Sliding was performed in a sequence of 40 years and a step length of 1 year. The first Hurst exponent was calculated based on the GWL time series for the period 1970−2009, the second Hurst exponent was calculated for the period 1971−2010, and so on. The contour maps of the Hurst exponent for the studied GWL time series are shown in
Figure 8.
The larger the Hurst exponent, the stronger the memory, the longer it will remember previous values, and the more consistent its ability to maintain the previous change trend [
30,
46]. Moreover, an increase in the sliding Hurst exponent indicates that the time series can remember the later GWL depth trends better. A decrease in the Hurst exponent indicates that the time series remembers earlier GWL depth trends better.

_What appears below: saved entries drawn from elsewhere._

Issue #221, opened 2018-02-06
h2::Connection never returns Ready


jwilm:
Running `cargo run --example akamai` should exit as soon as the response is processed, but the program hangs until presumably the peer hangs up.

carllerche:
Closed by #222.

Issue #69, opened 2017-09-08
Provide a way to shutdown a connection on quiescence


carllerche:
Both the server and the client need a way to initiate a clean shutdown. The process should be:

* Stop accepting new streams
* Wait until all existing streams are complete
* Send a GO_AWAY frame
* Close the connection.

teohhanhui:
Isn't this already supported? #245 #250

jorendorff:
This issue is still referenced from the docs. @seanmonstar Is any part of this still open or did you fix all this 5+ years ago?

gumpt:
I have the same question as above. Don't love to be commenting on a thread to say that, but unsure how to raise a racket that would receive a response otherwise.

PR #222, opened 2018-02-06
When Streams are dropped, close Connection (#221)

DarrenTsung:
When all Streams are dropped / finished, the Connection was held
open until the peer hangs up. Instead, the Connection should hang up
once it knows that nothing more will be sent.

To fix this, we notify the Connection when a stream is no longer
referenced. On the Connection poll(), we check that there are no
active, held, reset streams or any references to the Streams
and transition to sending a GOAWAY if that is case.

These changes cause the example to work as expected (exiting when finished getting the response), but break other tests that are not expecting the connection to hang out.

### DIFF
--- a/src/proto/streams/counts.rs
+++ b/src/proto/streams/counts.rs
@@ -47,7 +47,7 @@ impl Counts {
     }
 
     pub fn has_streams(&self) -> bool {
-        self.num_send_streams != 0 || self.num_recv_streams != 0 || self.num_reset_streams != 0
+        self.num_recv_streams != 0 || self.num_reset_streams != 0
     }
 
     /// Returns true if the receive stream concurrency can be incremented
--- a/src/proto/streams/counts.rs
+++ b/src/proto/streams/counts.rs
@@ -46,6 +46,10 @@ impl Counts {
         self.peer
     }
 
+    pub fn has_streams(&self) -> bool {
+        self.num_send_streams != 0 || self.num_recv_streams != 0 || self.num_reset_streams != 0
+    }
+
     /// Returns true if the receive stream concurrency can be incremented
     pub fn can_inc_num_recv_streams(&self) -> bool {
         self.max_recv_streams > self.num_recv_streams
--- a/src/proto/streams/counts.rs
+++ b/src/proto/streams/counts.rs
@@ -47,7 +47,7 @@ impl Counts {
     }
 
     pub fn has_streams(&self) -> bool {
-        self.num_recv_streams != 0 || self.num_reset_streams != 0
+        self.num_send_streams != 0 || self.num_recv_streams != 0
     }
 
     /// Returns true if the receive stream concurrency can be incremented
--- a/src/proto/streams/streams.rs
+++ b/src/proto/streams/streams.rs
@@ -969,7 +969,7 @@ fn drop_stream_ref(inner: &Mutex<Inner>, key: store::Key) {
     // of canceling the stream), we should notify the task
     // (connection) so that it can close properly
     if stream.ref_count == 0 && stream.is_closed() {
-        if let Some(ref task) = actions.task.as_ref() {
+        if let Some(task) = actions.task.take() {
             task.notify();
         }
     }
--- a/src/proto/streams/streams.rs
+++ b/src/proto/streams/streams.rs
@@ -1,10 +1,10 @@
-use super::{Buffer, Config, Counts, Prioritized, Recv, Send, Stream, StreamId};
-use super::recv::RecvHeaderBlockError;
-use super::store::{self, Entry, Resolve, Store};
 use {client, proto, server};
 use codec::{Codec, RecvError, SendError, UserError};
 use frame::{self, Frame, Reason};
 use proto::{peer, Peer, WindowSize};
+use super::{Buffer, Config, Counts, Prioritized, Recv, Send, Stream, StreamId};
+use super::recv::RecvHeaderBlockError;
+use super::store::{self, Entry, Resolve, Store};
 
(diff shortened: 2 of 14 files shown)


carllerche:
The PR looks good at a glance, but there is a complication.

Re the tests, I pushed a commit (7613406d1dd84d0f2c69511687efd35a423b707c) that includes a fix for some of the tests. The issue with the client tests is that they drop the `SendRequest` handle early which causes the `GO_AWAY` frame to be sent. The fix is to hold on to the handle until the end of the test. Hopefully the commit I pushed illustrates that well enough.

Now, the complication.

It turns out that the server half uses the `Connection` to accept new streams, so it should be fine to hold on to the server connection without any outstanding refs.

I think what will need to happen is the logic to actually call `transition_to_go_away` is moved to `server::Connection` and `client::Connection`. On the client side, the same logic that you has applies. However, on the server side, the transition to go away will need to be an explicit call on `Connection`.

This relates to #69

DarrenTsung:
Thanks for the examples on how to fix the tests, I pushed a commit fixing the rest of the tests as well as splitting the logic between `server` / `client` such that `client` closes connection automatically and `server` has a close_connection() call that transitions the `server` to the GOAWAY state.

Let me know what you think!

tests/server.rs
```diff
@@ -204,6 +204,32 @@ fn sends_reset_cancel_when_req_body_is_dropped() {
     srv.join(client).wait().expect("wait");
 }
 
+#[test]
+fn sends_goaway_when_serv_closes_connection() {
```
seanmonstar: I know you didn't originally intend to add graceful shutdown to the server, but it looks like this adds it! It'd be bonus points if there could be another test showing multiple requests being sent and accepted, and then `close_connection()` called before the responses (and their bodies?) are finished, that the outstanding streams can finish before the connection terminates.

(I suppose we'd also need to do something about any new streams sent after sending the goaway, I don't recall what the spec says to do. `REFUSED_STREAM`?)

jwilm: The spec is slightly confusing on this matter. In one case, it says:

> Receivers of a GOAWAY frame MUST NOT open additional streams on the connection

But it doesn't mention a protocol error. It seems to suggest those new streams can simply be discarded:

> After sending a GOAWAY frame, the sender can discard frames for streams initiated by the receiver with identifiers higher than the identified last stream

With a caveat that data frames still need to count towards congestion flow control.

DarrenTsung: I added a test for showing a request being accepted, then the server closing the connection on the next request (and subsequently ignoring the third request).

Not sure how to make sure any properties like congestion flow control still hold true, please let me know if any changes need to be made!

DarrenTsung:
Are there any other changes required?

seanmonstar:
Yikes, I forgot about this, sorry! I'll take a look again.

src/proto/streams/counts.rs
```diff
@@ -46,6 +46,10 @@ impl Counts {
         self.peer
     }
 
+    pub fn has_streams(&self) -> bool {
+        self.num_send_streams != 0 || self.num_recv_streams != 0 || self.num_reset_streams != 0
```
seanmonstar: This probably doesn't need to check `num_reset_streams`, as that's just a count of "stream metadata we are holding on to temporarily to allow us to ignore incoming frames on a stream we just reset". The count is to just allow us to cap how many of those extra resources we keep in memory, but shouldn't affect if the connection is done, I believe.

src/proto/streams/streams.rs
```diff
@@ -951,6 +964,16 @@ fn drop_stream_ref(inner: &Mutex<Inner>, key: store::Key) {
 
     let actions = &mut me.actions;
 
+    // If the stream is not referenced and it is already
+    // closed (does not have to go through logic below
+    // of canceling the stream), we should notify the task
+    // (connection) so that it can close properly
+    if stream.ref_count == 0 && stream.is_closed() {
+        if let Some(ref task) = actions.task.as_ref() {
```
seanmonstar: This should probably be taken (`actions.task.take()`) as well. At least, that's the pattern that has been done through the lib whenever notifying on an `Option<Task>`.

carllerche:
LGTM, I haven't noticed anything besides what @seanmonstar has called out.

DarrenTsung:
Updated with all your feedback, let me know!

src/proto/streams/counts.rs
```diff
@@ -47,7 +47,7 @@ impl Counts {
     }
 
     pub fn has_streams(&self) -> bool {
-        self.num_send_streams != 0 || self.num_recv_streams != 0 || self.num_reset_streams != 0
+        self.num_recv_streams != 0 || self.num_reset_streams != 0
```
carllerche: I think it was `num_reset_streams` that was supposed to be ignored? `num_send_streams` is important. Is that correct @seanmonstar?

src/proto/streams/counts.rs
```diff
@@ -46,6 +46,10 @@ impl Counts {
         self.peer
     }
 
+    pub fn has_streams(&self) -> bool {
+        self.num_recv_streams != 0 || self.num_reset_streams != 0
```
carllerche: I think it was num_reset_streams that was supposed to be ignored? num_send_streams is important. Is that correct @seanmonstar?

seanmonstar: Yes, it is `num_reset_streams` that isn't needed.

DarrenTsung: Oh crap, my bad. Updated.

carllerche:
CI passed 🎊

Figure 8 shows that the magnitude of the Hurst exponent changed between regions of the study area, showing varying degrees of long-range correlation. Thus, in most parts of the study area, the Hurst exponent exceeded 0.5, indicating that GWL fluctuations exhibit persistent behaviour and may exhibit a stable trend, and the long-range correlation of GWL depth is predicted to be significant. In addition, an increase in the Hurst exponent indicated that the overall GWL depth in most parts of the study area decreased. The accuracy of the Hurst exponent was confirmed by the spatiotemporal distribution of GWL depth in the study area (
Figure 5).
Thus, by comparing the maps of the spatial distribution of GWL depth (
Figure 5) and the Hurst exponent (
Figure 8), we can roughly determine that for the eastern and north-western parts of the northern region, a slight recovery of groundwater may occur in the coming period. For other parts of the northern region, groundwater is expected to continue to increase in the coming years. In most parts of the central region, the groundwater may maintain a continuous rebound trend. In the eastern part of this region, groundwater may show a slight downward trend in the coming years. In most parts of the southern region, the GWL depth is expected to continue decreasing in the coming period. It should be noted that these trends in groundwater change may persist in the future if the conditions for GWL formation do not change (or change only slightly).